GIVEN DATA:

PR #4952, opened 2026-01-27
Implementing `diesel::result::DatabaseErrorInformation` for `core::convert::Infallible`.

LucaCappelletti94:
This PR adds an implementation of `diesel::result::DatabaseErrorInformation` for `std::convert::Infallible`.

The motivation and detailed rationale are discussed in: https://github.com/diesel-rs/diesel/discussions/4951

In short, this allows generic error types to use `Infallible` as a marker for uninhabited error branches, which is currently impossible to express due to orphan rules.

### DIFF
--- a/diesel/src/result.rs
+++ b/diesel/src/result.rs
@@ -226,7 +226,7 @@ impl DatabaseErrorInformation for String {
     }
 }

WHAT TO DO:
What lines in the listing above contain the word "result"? Show each one.

ANSWER SPACE:
Implementing `diesel::result::DatabaseErrorInformation` for `core::convert::Infallible`.
This PR adds an implementation of `diesel::result::DatabaseErrorInformation` for `std::convert::Infallible`.
--- a/diesel/src/result.rs
+++ b/diesel/src/result.rs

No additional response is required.